Даша так часто представляла себе, как она вручит Василию дорогой подарок, так привыкла к этой мысли, точно не по выигрышу, а по талону промтоварной карточки предстояло ей получить баян. В день тиража она в праздничном настроении пошла на стройку, неутомимо поднимала кирпичи, а после работы, принарядившись, отправилась в клуб.

Окна в клубе не успели застеклить, белые некрашеные переплеты рам вольно пропускали вечерний воздух и вечерние звуки. Слышно было, как гудит на стройке экскаватор, пассажирский поезд отдаленно прогрохотал по рельсам, свистнул, остановился, ударил станционный колокол.

Новые диваны пахли свежим деревом. Народу набилось полно. У стен стояли. Проходы все забили. Опоздавшие снаружи льнули к окнам. Даша с Аленой да с Любой Астаховой успели занять места в середине клуба.

В первом ряду устроился духовой оркестр.

На сцене за столом, накрытым красным сатином, сидела тиражная комиссия. Даша из комиссии знала одного Мусатова. Инженер заметно похудел. Не то печаль какая навалилась, не то стройка вымучила. Кирпичи не носит, землю не копает, а с лица спал.

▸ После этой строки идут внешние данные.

PR #2382, opened 2022-10-05
Codegen: initialize LLVM targets

viktormalik:
The initialization is required by the new in-memory ELF parsing that has replaced ORC usage (#2376). At this point, it is executed inside `clang_createIndex` but if ClangParser did not run for some reason (as #2315 proposes), codegen would fail.

This PR does the initialization transparently from codegen.

##### Checklist

### DIFF
--- a/src/ast/passes/codegen_llvm.cpp
+++ b/src/ast/passes/codegen_llvm.cpp
@@ -24,6 +24,8 @@
 #include <llvm/Support/TargetRegistry.h>
 #endif
 
+#include <llvm/Support/TargetSelect.h>
+
 #include "arch/arch.h"
 #include "ast.h"
 #include "ast/async_event_types.h"
@@ -45,6 +47,9 @@ CodegenLLVM::CodegenLLVM(Node *root, BPFtrace &bpftrace)
       module_(std::make_unique<Module>("bpftrace", *context_)),
       b_(*context_, *module_, bpftrace)
 {
+  llvm::InitializeAllTargets();
+  llvm::InitializeAllTargetMCs();
+  llvm::InitializeAllAsmPrinters();
   std::string error_str;
   auto target = llvm::TargetRegistry::lookupTarget(LLVMTargetTriple, error_str);
   if (!target)


tnovak:
> At this point, it is executed inside `clang_createIndex` but if ClangParser did not run for some reason (as https://github.com/iovisor/bpftrace/pull/2315 proposes), codegen would fail.

It can also fail if LLVM is _statically_ linked, but libclang isn't (this is how [ExtendedAndroidTools](https://github.com/facebookexperimental/ExtendedAndroidTools) builds bpftrace, at least until #2375 is merged). In that case `llvm::TargetRegistry` populated via `clang_createIndex` is the one local to `libclang.so`, and not visible to the rest of bpftrace code. 

I hit this issue today and `error_str` was "Unable to find target for this triple (no targets are registered)". Thanks for fixing it!

BurntBrunch:
Hmm, is it possible at all to selectively initialize only the bpf target? Anything with "all" in the name sounds like a startup regression to me :) 

Also, any suggestions on how to extend CI to catch this?

viktormalik:
> Hmm, is it possible at all to selectively initialize only the bpf target? Anything with "all" in the name sounds like a startup regression to me :)

I wondered the same, but it seems to me that `InitializeAll...` is the preferred way to go. There are `LLVMInitializeBPF...` functions but those are not exposed by the LLVM API.

> Also, any suggestions on how to extend CI to catch this?

#2315 will have tests that skip ClangParser and hence need this to work.

BurntBrunch (approved):
Sounds good! 
Somehow this didn't trigger the full CI here but it has all the checks in your repo.

tnovak:
> Hmm, is it possible at all to selectively initialize only the bpf target? Anything with "all" in the name sounds like a startup regression to me :)

Initializing all targets also increases the size of the `bpftrace` binary quite a bit when linking statically.

Switching to `LLVMInitializeBPF*` calls cuts the size of my armv7 build from ~91MB to ~45MB. Note that this also required modifying `libclang` (since `CIndex.cpp` also initializes all targets), so it's unfortunately not something we can do entirely in bpftrace. :(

Два деревянных барабана стояли по краям сцены. Возле одного мальчик в пионерском галстуке, возле другого девочка. Даша от волнения едва сидела на месте:

— Да когда ж начнут?

Но как раз встал председатель тиражной комиссии и объявил начало розыгрыша. Мальчик крутнул барабан и достал билет.

— Двести двадцать семь! — звонким голосом сказал он и передал билет на стол.

Девочка достала свой билет, старательно, как на уроке, прочла.

— Без выигрыша.

В зале люди шелестели билетами. С досадой сминали в кулаке отыгравшие бумажки.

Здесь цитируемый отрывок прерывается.